Europe 1 with AFP // Photo credit: Olga MALTSEVA / AFP 08:27, June 06, 2023

The Kakhovka hydroelectric dam, located in the Russian-occupied areas of the Kherson region in southern Ukraine, was partially destroyed on Tuesday. Moscow and Kiev accuse each other of being responsible for the strikes that hit the work.

THE ESSENTIALS

The Kakhovka hydroelectric dam, located in the Russian-occupied areas of the Kherson region in southern Ukraine, was partially destroyed on Tuesday, with Moscow and Kiev accusing each other of being responsible. Ukrainian forces carried out "multiple strikes" on the Kakhovka dam on the night of Monday to Tuesday, the mayor of the city of Nova Kakhovka, Vladimir Leontiev, said on Telegram, claiming that they had destroyed the dam's valves and caused an "uncontrollable discharge of water".
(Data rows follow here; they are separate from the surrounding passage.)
PR #1139, opened 2020-03-10
Set up a 10 seconds timeout for HTTP requests to the IPFS daemon

### LINKED ISSUE #1116: Set a timeout for IPFS operations
The operations that involve downloading data from IPFS (including the situations when public gateways are used) should have a reasonable time limit, around 1-2 minutes. This affects the situations when the local IPFS node cannot maintain good connections to the rest of the network, or a requested hash is not present in the IPFS.

odisseus:
Fixes #1116.
```
$ fury layer clone -l fury://QmRTBGgmjcmhvaGTh3v7vXdQSCWJgC88CRRg7yCYaMY2v7
 10.063 Could not resolve the hash using IPFS daemon. Cause: java.lang.RuntimeException: timeout (10000 ms) has been exceeded
 10.067 Accessing ipfs.io to retrieve QmRTBGgmjcmhvaGTh3v7vXdQSCWJgC88CRRg7yCYaMY2v7
 20.350 Could not resolve the hash using ipfs.io. Cause: java.net.SocketTimeoutException: Read timed out
 20.354 Accessing gateway.pinata.cloud to retrieve QmRTBGgmjcmhvaGTh3v7vXdQSCWJgC88CRRg7yCYaMY2v7
 30.592 Could not resolve the hash using gateway.pinata.cloud. Cause: java.net.SocketTimeoutException: Read timed out
 30.610 An IPFS operation timed out.
```

### DIFF
--- a/src/core/external.scala
+++ b/src/core/external.scala
@@ -107,7 +107,7 @@ object Ipfs {
   def daemon(env: Environment, quiet: Boolean)(implicit log: Log): Try[IpfsApi] = {
     log.note("Checking for IPFS daemon")
 
-    def getHandle(): Try[IPFS] = Try(new IPFS("localhost", 5001))
+    def getHandle(): Try[IPFS] = Try(new IPFS("localhost", 5001).timeout(10000))
 
     def init(ipfs: Path): Try[Unit] = Xdg.ipfsRepo.ifExists().map(Success(()).waive).getOrElse {
       sh"${ipfs.value} init".exec[Try[String]]().map(_ => ())
--- a/src/core/external.scala
+++ b/src/core/external.scala
@@ -64,6 +64,9 @@ object Ipfs {
             }
             result
         }
+      }.recoverWith {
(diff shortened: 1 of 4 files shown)


src/core/external.scala
```diff
@@ -64,6 +64,9 @@ object Ipfs {
             }
             result
         }
+      }.recoverWith {
+        case e: RuntimeException if e.getMessage matches "timeout \\(.+\\) has been exceeded" => Failure(IpfsTimeout())
```
propensive, line 68: It's horrible that we have to do this...

propensive (approved):

src/core/external.scala
odisseus: Java programmers seem to be reluctant to create new types of exceptions. I think they see it as unnecessary because the good practice says that application logic should not be based on exceptions.

propensive:
I just merged this into `issue/1069` and it's still failing in CI with a five-minute timeout after starting IPFS. Any chance you could take a look, @odisseus?

odisseus:
You have merged the changes into the code that is being built, but have you updated the bootstrapping version that builds the new code?

PR #1140, opened 2020-03-10
Package just the Fury global log

odisseus:
Various services on the Mac OS runner generate a lot of log files, which we never actually read.


propensive:
Is it really failing after *44m*?

odisseus:
Looks like some problem with the Github servers.

Issue #1135, opened 2020-03-09
UnknownCommand exception is not reported


odisseus:
Command line
```
$ fury clone -l propensive/gastronomy -d gastronomy-build
$ echo $?
1

```

Global log
```
2020-03-09.10:16:12.572 [fail] 11dfc The command 'clone' was not recognized.
```

Issue #1088, opened 2020-02-20
Building a nonexistent module with a slash in the name triggers build of the selected module


odisseus:
```
$ fury -m foobar
The module has not been specified.

$ fury -m foo-bar
The module has not been specified.

$ fury -m foo/bar --output linear
Starting compilation of module fury/io
Successfully compiled module fury/io
...
Starting compilation of module fury/frontend
Successfully compiled module fury/frontend
Starting compilation of module fury/project
Successfully compiled module fury/project

$ fury -m / --output linear
Starting compilation of module fury/io
Successfully compiled module fury/io
...
Starting compilation of module fury/frontend
Successfully compiled module fury/frontend

```

szymon-rd:
The same issue appears for building projects. Will try to fix it as well.

szymon-rd:
Actually, PR was closed not merged, reopening issue due to my mistake.

odisseus:
The error message does not appear if the wrong module name contains a slash, like `foo/bar`.

odisseus:
This issue returned after PR #1223 was merged. Every kind of problem with the module name argument is now treated as if that argument were missing, and the default module is substituted.

odisseus:
PR #1282 has [brought](https://github.com/propensive/fury/pull/1282/files#diff-585434c8ce4e375972307bf1bc53ab50L201) this issue back again. I see a pattern here...

Issue #776, opened 2019-12-12
permissions that were obviated persist in the policy file


odisseus:
## Steps to reproduce

1. Run any application module that requires some permissions and make sure it runs correctly.
2. Obviate any of the required permissions.
3. Run the application module again.

**Expected behaviour:** a security exception is thrown
**Actual behaviour:** the application module runs just like the first time.

## Workaround
1. Make sure Fury is not running
2. Remove all Java policy files (usually stored in `~/.cache/fury/policies`)
3. Remove the corresponding entries from the global policy file (usually `~/.config/fury/policy.fury`).

propensive:
The actual behavior is correct, but there needs to be a flag to additionally revoke a privilege at the same time as it's obviated. And there should be a separate `revoke` command.

PR #1147, opened 2020-03-13
Added an integration test for various error reports.

odisseus:
This integration test is related to issues #1088, #1135 and #1148. It may be affected by #776.


propensive:
Do you know why this is passing on `macos-latest` when the `check` file contains pseudo-output?

odisseus:
This is a pending test, so its failure doesn't affect the outcome of the build.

"The dam is not destroyed and it is an immense happiness," he said. For its part, the Ukrainian army accused Russia in a statement of staging an explosion on the dam. Ukrainian President Volodymyr Zelensky has urgently convened his Security Council, announced the head of the Ukrainian presidential administration, Andriy Iermak, on Telegram, denouncing a "war crime".

The rise in water was observed in several localities near the dam without the situation becoming critical, according to the administration of the Kherson region, installed by Russia. "If necessary, we are ready to evacuate the inhabitants of the riverside villages," the head of the government of the Kherson region, Andrei Alekseyenko, said in a statement on Telegram, stressing, however, that their lives are not threatened and calling for "not to give in to panic".

The Kakhovka dam, taken at the beginning of the Russian offensive in Ukraine, makes it possible to supply water to the Crimean peninsula, annexed in 2014 by Moscow. Built on the Dnieper River in 1956, during the Soviet period, the structure is partly built of concrete and earth. It is one of the largest infrastructures of its kind in Ukraine.

Wagner conductor describes Russian balance sheets as "delusions"

The head of the paramilitary group Wagner Yevgeny Prigozhin on Tuesday described as "delusions" the balance sheets of Ukrainian losses claimed by Moscow, which claims to have repelled two major offensives in two days. "This is just delusion," Prigozhin said in a Telegram post. The Russian Defense Ministry said it had repelled two large-scale Ukrainian offensives on Sunday and Monday in southern Donbass, killing "more than 1,500 Ukrainian servicemen" and destroying "28 tanks".

The Ukrainian government, while claiming territorial gains near the ravaged eastern city of Bakhmut, has downplayed the scale of its "offensive actions" and has provided no balance sheet. Killing 1,500 soldiers in one day is "quite a massacre," Wagner's boss quipped, mocking Russian Defense Ministry spokesman Igor Konashenkov. "Actually, why not add up all the numbers given by Konashenkov. I think we've already destroyed the whole of planet Earth five times," he quipped.

Yevgeny Prigozhin is accustomed to sensational statements against the Russian General Staff, which he accuses in particular of not providing enough ammunition to Wagner's men, who were on the front line in the fighting around Bakhmut.